YOUR GOAL = Word for word, repeat all of the entries below.
......
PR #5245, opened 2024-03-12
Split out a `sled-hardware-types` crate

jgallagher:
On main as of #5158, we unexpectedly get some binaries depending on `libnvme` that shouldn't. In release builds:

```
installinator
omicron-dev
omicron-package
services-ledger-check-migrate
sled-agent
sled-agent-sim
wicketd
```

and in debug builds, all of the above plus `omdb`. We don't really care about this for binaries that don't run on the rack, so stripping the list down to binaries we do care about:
......
RESULT =
PR #5245, opened 2024-03-12
Split out a `sled-hardware-types` crate

jgallagher:
On main as of #5158, we unexpectedly get some binaries depending on `libnvme` that shouldn't. In release builds:

```
installinator
omicron-dev
omicron-package
services-ledger-check-migrate
sled-agent
sled-agent-sim
wicketd
```

and in debug builds, all of the above plus `omdb`. We don't really care about this for binaries that don't run on the rack, so stripping the list down to binaries we do care about:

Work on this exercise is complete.